■ Assignment:
Your task is to repeat exactly the lines below between the line holding "PR #496, opened 2023-04-13" and the line holding "This is in preparation", inclusive, and only those.

■ Given records:

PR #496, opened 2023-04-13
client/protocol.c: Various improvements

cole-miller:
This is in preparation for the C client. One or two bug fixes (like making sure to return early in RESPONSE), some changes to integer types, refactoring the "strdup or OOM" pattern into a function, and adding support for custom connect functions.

* * *

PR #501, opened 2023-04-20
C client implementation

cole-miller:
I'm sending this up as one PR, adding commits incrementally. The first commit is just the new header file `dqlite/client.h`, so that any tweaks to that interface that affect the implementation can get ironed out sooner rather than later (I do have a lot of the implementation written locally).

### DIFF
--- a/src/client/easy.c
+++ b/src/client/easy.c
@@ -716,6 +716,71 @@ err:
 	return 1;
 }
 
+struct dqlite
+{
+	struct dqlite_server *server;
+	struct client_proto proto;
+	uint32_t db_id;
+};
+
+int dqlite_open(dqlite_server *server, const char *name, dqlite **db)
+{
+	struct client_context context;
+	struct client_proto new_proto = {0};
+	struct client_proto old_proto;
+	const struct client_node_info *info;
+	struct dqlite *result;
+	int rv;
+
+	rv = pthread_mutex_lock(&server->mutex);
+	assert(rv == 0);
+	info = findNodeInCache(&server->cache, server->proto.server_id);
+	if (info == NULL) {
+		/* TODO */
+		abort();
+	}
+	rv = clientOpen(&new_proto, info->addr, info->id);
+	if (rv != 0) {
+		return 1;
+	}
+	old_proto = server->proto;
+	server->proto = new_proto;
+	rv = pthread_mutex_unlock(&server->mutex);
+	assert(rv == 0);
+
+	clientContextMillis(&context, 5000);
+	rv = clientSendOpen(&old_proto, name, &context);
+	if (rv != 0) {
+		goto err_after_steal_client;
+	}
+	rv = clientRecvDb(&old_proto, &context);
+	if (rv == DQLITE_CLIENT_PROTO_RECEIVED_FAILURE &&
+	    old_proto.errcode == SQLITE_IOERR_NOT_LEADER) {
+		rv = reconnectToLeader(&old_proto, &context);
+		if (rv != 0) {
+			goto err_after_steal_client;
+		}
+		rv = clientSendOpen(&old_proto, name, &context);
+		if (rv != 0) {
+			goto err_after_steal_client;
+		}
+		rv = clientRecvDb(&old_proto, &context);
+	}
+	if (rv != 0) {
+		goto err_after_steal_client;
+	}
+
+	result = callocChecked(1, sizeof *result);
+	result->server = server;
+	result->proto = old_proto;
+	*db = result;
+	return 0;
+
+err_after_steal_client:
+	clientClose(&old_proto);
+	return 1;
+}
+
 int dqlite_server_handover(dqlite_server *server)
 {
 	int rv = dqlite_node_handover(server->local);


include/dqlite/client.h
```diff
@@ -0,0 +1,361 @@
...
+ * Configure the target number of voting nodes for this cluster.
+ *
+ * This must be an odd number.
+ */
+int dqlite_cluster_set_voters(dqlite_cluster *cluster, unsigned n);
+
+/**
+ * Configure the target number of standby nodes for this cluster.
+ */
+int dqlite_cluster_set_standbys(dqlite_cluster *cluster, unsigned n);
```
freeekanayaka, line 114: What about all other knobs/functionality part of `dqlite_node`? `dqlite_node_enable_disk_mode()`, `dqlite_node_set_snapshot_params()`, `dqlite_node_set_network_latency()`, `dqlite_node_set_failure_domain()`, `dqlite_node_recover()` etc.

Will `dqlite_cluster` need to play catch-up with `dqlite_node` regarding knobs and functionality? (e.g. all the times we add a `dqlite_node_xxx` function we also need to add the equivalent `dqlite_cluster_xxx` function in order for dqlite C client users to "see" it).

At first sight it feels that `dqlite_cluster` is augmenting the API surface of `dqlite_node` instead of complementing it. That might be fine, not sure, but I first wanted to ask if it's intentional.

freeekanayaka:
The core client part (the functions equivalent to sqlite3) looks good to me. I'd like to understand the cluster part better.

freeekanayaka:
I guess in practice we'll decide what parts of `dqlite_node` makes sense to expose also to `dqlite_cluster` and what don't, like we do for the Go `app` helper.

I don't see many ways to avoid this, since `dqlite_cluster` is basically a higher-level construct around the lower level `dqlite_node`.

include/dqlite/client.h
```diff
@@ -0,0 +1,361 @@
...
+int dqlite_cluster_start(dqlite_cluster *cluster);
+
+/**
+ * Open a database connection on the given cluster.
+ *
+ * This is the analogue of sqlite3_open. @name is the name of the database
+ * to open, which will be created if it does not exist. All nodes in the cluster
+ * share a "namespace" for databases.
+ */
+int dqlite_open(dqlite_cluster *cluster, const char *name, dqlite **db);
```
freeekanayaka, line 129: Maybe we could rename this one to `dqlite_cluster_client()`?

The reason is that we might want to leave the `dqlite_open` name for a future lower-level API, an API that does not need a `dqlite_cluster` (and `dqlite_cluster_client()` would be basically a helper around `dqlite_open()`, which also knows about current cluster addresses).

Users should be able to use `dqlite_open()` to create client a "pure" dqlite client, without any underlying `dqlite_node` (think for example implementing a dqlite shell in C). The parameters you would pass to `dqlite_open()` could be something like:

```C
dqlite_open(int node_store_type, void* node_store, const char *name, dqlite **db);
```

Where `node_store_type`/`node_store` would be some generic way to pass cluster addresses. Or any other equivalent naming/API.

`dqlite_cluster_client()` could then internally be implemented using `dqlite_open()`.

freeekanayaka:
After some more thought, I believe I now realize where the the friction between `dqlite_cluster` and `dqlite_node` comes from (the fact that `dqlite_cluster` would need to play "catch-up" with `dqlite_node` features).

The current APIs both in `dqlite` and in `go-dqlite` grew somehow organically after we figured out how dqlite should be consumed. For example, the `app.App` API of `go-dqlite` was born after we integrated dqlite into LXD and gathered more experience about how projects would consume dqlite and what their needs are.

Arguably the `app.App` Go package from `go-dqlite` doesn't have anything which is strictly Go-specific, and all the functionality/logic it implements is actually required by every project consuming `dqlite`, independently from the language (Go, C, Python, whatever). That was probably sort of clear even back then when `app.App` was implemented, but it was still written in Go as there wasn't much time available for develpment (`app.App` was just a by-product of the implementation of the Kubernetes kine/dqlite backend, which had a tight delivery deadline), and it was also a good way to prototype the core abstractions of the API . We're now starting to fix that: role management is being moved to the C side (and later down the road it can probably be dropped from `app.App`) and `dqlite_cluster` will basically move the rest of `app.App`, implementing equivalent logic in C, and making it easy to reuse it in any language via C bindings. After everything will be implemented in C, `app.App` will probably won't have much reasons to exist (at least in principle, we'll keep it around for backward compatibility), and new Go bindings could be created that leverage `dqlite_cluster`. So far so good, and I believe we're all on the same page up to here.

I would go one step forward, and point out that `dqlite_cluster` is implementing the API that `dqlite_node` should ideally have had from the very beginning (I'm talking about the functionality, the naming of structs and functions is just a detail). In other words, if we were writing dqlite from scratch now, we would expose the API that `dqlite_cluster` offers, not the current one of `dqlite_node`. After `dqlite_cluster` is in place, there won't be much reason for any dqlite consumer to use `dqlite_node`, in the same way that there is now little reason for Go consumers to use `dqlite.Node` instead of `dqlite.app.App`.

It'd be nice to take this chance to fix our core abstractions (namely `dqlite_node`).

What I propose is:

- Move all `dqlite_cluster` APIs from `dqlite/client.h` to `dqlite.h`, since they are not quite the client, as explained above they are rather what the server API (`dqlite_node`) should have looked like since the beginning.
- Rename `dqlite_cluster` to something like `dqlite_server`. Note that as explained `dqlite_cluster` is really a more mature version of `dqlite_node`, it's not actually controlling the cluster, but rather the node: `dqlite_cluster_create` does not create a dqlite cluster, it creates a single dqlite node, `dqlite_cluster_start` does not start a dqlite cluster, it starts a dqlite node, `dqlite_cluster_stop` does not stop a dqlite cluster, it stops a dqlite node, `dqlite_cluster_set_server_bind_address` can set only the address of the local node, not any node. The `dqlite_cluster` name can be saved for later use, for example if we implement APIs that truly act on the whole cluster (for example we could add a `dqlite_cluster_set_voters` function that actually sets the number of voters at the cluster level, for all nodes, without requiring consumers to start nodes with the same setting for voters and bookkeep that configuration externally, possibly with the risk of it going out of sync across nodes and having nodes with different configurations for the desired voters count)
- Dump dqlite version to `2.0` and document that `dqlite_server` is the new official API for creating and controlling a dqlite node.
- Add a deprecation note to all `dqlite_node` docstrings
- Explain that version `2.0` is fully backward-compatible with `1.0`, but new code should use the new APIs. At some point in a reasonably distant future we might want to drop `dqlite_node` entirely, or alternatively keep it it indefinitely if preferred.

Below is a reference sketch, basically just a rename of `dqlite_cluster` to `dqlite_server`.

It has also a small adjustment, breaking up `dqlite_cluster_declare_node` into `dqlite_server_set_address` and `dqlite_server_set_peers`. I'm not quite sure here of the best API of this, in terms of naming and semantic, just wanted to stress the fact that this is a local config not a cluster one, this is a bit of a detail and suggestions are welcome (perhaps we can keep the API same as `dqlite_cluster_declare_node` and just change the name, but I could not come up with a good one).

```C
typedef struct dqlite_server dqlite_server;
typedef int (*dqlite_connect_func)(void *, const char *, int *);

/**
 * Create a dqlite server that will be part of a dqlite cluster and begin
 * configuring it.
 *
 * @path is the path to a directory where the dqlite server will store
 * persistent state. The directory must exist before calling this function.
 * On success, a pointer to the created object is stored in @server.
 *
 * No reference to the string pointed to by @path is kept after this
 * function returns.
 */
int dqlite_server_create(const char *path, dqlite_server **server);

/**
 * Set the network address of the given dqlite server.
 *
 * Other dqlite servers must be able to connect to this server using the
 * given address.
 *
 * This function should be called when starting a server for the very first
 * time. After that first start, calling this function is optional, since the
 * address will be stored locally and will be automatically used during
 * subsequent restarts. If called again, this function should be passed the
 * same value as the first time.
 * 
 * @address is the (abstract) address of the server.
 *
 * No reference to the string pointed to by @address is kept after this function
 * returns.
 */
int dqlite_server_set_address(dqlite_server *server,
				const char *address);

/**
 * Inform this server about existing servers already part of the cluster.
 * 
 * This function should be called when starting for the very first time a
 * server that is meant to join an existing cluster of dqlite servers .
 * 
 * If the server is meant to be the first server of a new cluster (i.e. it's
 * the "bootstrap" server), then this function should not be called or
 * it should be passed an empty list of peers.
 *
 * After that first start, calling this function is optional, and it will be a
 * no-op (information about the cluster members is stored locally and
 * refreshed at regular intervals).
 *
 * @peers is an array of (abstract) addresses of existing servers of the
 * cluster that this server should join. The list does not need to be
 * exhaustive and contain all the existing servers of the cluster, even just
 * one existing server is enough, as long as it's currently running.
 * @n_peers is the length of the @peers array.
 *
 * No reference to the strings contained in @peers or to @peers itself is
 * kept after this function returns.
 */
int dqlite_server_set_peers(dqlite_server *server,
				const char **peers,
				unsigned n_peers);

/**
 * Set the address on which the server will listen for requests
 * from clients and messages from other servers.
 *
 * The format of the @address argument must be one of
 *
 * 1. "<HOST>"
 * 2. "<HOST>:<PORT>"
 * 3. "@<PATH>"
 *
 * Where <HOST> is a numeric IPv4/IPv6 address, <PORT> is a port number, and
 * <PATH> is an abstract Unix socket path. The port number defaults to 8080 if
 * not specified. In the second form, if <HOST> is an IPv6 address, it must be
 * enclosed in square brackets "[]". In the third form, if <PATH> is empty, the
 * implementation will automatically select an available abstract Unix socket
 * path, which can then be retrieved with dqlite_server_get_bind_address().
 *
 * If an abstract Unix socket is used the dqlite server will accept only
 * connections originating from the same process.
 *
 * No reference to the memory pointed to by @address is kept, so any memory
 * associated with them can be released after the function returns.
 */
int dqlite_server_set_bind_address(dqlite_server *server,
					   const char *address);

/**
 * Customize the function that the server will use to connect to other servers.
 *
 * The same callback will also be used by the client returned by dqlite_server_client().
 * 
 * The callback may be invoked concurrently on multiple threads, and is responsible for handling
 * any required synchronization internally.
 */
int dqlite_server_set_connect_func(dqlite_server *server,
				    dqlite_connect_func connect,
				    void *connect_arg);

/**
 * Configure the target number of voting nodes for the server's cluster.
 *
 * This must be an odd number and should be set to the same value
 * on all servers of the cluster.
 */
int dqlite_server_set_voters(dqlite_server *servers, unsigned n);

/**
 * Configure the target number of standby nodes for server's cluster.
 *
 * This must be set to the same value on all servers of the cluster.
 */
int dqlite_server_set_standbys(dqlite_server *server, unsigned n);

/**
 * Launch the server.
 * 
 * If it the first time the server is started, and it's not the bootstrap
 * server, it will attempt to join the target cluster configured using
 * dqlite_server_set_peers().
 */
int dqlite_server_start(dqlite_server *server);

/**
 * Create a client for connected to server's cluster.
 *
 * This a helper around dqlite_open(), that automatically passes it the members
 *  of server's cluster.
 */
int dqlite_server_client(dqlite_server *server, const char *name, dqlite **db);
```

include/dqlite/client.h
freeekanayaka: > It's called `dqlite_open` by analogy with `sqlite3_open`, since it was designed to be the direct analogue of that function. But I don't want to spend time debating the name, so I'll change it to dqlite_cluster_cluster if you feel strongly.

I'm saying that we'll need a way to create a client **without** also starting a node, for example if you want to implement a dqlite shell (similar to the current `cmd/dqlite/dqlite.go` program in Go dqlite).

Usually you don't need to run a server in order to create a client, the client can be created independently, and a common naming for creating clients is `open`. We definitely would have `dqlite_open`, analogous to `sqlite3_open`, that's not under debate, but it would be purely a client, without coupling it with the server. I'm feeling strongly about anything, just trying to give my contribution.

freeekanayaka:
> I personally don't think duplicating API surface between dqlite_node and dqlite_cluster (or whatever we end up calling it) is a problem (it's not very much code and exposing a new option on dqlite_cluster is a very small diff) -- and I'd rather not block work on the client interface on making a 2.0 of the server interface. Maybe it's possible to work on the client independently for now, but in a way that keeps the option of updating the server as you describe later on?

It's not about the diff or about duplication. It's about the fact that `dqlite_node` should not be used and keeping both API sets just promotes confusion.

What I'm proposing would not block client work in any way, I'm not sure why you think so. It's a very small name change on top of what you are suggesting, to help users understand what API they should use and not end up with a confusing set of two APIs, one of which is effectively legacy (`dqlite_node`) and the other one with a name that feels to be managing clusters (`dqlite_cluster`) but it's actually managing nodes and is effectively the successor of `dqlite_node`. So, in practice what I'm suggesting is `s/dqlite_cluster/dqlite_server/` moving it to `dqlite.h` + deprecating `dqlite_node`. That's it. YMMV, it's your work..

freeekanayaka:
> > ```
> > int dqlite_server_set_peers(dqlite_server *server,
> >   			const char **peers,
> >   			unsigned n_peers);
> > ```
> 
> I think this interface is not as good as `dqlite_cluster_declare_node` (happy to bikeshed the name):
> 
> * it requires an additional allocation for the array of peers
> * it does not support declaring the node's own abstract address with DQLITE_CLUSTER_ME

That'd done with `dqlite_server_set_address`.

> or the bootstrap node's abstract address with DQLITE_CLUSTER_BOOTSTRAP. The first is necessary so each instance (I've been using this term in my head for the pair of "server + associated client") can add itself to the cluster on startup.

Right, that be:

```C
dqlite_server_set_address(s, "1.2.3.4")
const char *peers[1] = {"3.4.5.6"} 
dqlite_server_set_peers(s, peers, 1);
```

--

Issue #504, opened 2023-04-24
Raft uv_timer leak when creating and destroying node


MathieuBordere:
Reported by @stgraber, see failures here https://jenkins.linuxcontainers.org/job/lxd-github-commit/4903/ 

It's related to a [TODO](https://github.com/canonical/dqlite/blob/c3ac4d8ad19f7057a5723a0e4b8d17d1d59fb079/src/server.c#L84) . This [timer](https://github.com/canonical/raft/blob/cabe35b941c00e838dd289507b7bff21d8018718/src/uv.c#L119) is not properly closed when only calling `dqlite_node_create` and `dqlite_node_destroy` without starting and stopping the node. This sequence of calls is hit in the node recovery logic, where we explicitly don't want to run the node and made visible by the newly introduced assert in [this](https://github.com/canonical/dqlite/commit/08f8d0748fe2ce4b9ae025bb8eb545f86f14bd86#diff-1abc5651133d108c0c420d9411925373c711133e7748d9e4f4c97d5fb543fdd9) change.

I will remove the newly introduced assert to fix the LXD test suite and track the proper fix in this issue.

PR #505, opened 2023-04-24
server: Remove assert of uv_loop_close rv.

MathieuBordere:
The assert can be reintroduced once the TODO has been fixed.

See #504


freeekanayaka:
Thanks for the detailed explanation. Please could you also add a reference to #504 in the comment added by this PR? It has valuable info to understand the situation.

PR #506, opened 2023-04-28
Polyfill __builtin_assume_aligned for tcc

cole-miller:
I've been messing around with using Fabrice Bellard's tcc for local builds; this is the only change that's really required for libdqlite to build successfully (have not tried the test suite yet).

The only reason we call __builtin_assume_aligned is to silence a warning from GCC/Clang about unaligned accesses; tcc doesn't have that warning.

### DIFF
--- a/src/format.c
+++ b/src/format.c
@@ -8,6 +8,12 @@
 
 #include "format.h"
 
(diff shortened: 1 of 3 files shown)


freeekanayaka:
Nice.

■ Task result:
PR #496, opened 2023-04-13
client/protocol.c: Various improvements

cole-miller:
This is in preparation for the C client. One or two bug fixes (like making sure to return early in RESPONSE), some changes to integer types, refactoring the "strdup or OOM" pattern into a function, and adding support for custom connect functions.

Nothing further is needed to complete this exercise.